Work instructions: Narrow the data below down to the lines containing "router".

** Extracted records follows **

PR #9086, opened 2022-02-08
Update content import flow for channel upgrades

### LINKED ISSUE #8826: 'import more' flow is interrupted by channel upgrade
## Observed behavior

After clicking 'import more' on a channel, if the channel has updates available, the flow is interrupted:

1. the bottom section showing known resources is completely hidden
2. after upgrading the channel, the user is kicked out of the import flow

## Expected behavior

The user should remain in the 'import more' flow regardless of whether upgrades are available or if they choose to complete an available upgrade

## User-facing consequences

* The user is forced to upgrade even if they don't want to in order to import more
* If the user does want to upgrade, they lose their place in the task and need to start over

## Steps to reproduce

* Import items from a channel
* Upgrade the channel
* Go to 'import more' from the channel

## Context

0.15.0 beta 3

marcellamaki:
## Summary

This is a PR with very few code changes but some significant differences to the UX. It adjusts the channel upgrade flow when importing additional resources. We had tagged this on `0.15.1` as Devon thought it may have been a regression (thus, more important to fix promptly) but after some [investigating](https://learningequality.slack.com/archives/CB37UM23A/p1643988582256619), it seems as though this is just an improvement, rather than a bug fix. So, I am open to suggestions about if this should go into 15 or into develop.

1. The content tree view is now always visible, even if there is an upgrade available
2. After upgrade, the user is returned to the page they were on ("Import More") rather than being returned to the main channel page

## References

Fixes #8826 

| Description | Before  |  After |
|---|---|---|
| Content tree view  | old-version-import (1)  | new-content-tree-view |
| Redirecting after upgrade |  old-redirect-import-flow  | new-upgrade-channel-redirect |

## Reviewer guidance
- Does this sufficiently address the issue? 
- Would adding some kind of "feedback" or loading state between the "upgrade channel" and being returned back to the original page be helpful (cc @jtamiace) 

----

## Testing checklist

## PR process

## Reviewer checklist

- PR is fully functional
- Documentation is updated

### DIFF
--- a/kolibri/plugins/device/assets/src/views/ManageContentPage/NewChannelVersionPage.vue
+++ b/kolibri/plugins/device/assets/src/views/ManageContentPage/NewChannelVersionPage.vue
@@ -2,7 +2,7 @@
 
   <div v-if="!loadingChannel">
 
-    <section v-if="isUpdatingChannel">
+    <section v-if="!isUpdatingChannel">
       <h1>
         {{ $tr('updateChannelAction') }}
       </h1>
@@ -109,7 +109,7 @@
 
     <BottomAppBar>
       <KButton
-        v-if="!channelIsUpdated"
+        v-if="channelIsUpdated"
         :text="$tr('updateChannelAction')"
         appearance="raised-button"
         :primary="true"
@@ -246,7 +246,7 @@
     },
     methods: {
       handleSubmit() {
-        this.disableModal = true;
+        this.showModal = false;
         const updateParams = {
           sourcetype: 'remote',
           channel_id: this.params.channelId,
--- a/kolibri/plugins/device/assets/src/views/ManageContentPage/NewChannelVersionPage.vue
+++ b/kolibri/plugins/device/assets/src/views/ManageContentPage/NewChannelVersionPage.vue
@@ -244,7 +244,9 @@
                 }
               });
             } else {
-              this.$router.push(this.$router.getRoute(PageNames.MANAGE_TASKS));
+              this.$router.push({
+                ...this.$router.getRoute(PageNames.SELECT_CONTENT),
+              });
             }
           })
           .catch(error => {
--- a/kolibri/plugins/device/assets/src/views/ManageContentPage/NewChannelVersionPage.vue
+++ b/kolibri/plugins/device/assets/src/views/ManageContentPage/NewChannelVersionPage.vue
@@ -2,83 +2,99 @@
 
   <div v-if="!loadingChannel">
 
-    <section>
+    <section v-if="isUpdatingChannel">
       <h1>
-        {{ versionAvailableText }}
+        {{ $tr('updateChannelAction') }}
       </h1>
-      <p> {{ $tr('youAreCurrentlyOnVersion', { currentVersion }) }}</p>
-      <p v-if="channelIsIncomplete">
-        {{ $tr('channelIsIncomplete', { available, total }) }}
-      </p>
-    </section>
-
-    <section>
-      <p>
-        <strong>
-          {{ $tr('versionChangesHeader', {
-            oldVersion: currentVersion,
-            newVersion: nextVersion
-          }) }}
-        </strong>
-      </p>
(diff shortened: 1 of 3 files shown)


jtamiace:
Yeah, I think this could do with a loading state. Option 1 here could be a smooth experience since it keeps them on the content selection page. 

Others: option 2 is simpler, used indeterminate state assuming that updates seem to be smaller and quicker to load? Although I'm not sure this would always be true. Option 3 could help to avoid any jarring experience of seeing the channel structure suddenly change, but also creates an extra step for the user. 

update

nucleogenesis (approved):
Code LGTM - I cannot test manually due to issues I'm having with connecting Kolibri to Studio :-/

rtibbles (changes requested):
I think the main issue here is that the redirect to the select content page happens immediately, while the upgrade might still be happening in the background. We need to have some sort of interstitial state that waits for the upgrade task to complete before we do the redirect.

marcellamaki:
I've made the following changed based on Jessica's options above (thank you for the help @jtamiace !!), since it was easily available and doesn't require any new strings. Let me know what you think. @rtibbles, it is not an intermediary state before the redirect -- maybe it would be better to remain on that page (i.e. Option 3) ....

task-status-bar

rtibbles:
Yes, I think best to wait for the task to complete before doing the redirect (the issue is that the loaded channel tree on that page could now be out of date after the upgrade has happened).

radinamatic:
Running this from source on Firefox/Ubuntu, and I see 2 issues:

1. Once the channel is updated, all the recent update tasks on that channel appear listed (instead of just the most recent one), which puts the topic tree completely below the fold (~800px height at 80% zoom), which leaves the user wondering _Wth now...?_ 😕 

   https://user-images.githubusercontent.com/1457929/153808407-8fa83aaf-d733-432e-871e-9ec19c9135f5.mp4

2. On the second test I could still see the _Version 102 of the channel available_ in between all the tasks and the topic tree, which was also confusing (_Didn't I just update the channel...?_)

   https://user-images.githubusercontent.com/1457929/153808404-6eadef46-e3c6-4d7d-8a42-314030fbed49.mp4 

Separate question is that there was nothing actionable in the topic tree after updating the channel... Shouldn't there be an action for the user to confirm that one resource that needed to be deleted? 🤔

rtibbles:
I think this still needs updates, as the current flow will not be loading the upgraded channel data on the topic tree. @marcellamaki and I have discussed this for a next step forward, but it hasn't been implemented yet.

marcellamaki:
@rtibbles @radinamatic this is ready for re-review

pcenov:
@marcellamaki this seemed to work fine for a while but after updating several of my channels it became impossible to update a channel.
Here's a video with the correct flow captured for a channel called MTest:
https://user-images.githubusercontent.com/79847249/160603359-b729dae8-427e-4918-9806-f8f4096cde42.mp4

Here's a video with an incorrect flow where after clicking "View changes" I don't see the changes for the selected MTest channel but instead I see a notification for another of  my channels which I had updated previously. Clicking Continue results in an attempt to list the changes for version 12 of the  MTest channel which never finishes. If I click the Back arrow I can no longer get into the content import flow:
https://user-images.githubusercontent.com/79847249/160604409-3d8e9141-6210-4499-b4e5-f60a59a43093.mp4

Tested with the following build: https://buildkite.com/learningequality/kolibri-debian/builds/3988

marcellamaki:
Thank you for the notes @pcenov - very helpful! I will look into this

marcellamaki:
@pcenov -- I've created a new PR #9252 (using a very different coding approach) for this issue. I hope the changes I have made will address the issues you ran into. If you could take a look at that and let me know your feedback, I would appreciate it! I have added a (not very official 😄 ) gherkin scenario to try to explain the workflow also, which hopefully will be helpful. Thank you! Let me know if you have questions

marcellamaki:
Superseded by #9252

** End of Extracted records **

Result of this task:
-              this.$router.push(this.$router.getRoute(PageNames.MANAGE_TASKS));
+              this.$router.push({
+                ...this.$router.getRoute(PageNames.SELECT_CONTENT),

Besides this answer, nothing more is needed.